NEW YORK (CNS) — In 2015, engaged Canadian couple Jenn Carter and Solomon Chau gained notoriety when their friends and family sponsored a crowdfunding campaign that raised over $50,000 with the aim of salvaging their forthcoming nuptials.
Tragically, the pair’s original wedding plans had had to be abandoned after the groom-to-be was diagnosed with terminal cancer and given only a brief time to live.

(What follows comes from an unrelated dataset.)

PR #57, opened 2019-03-29
Add helper script to copy CMake dependencies for building in the cloud

marcelolynch:
Add a batch script that fetches the needed dependencies from the local machine and puts them in a special folder. This is used for internal cloud builds while developing the CMake front end.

With the romantic drama “All My Life” (Universal), director Marc Meyers and screenwriter Todd Rosenberg present a fictionalized account of the duo’s experience that’s surprisingly upbeat for most of its runtime.
While it showcases some behavior that believers can applaud, however, the film implicitly accepts other actions not in keeping with Christian morality. It also promotes a seize-the-day philosophy that those with an eye on eternity may not consider entirely congenial.
It’s practically love at first sight for graduate student Jenn (Jessica Rothe) and aspiring chef Sol (Harry Shum Jr.) after they meet at a bar and Sol’s fumbling efforts to impress his new acquaintance fall endearingly flat. After dating for a while, they move in together, partly motivated by financial considerations: Sol wants to quit his office job to pursue his culinary ambitions.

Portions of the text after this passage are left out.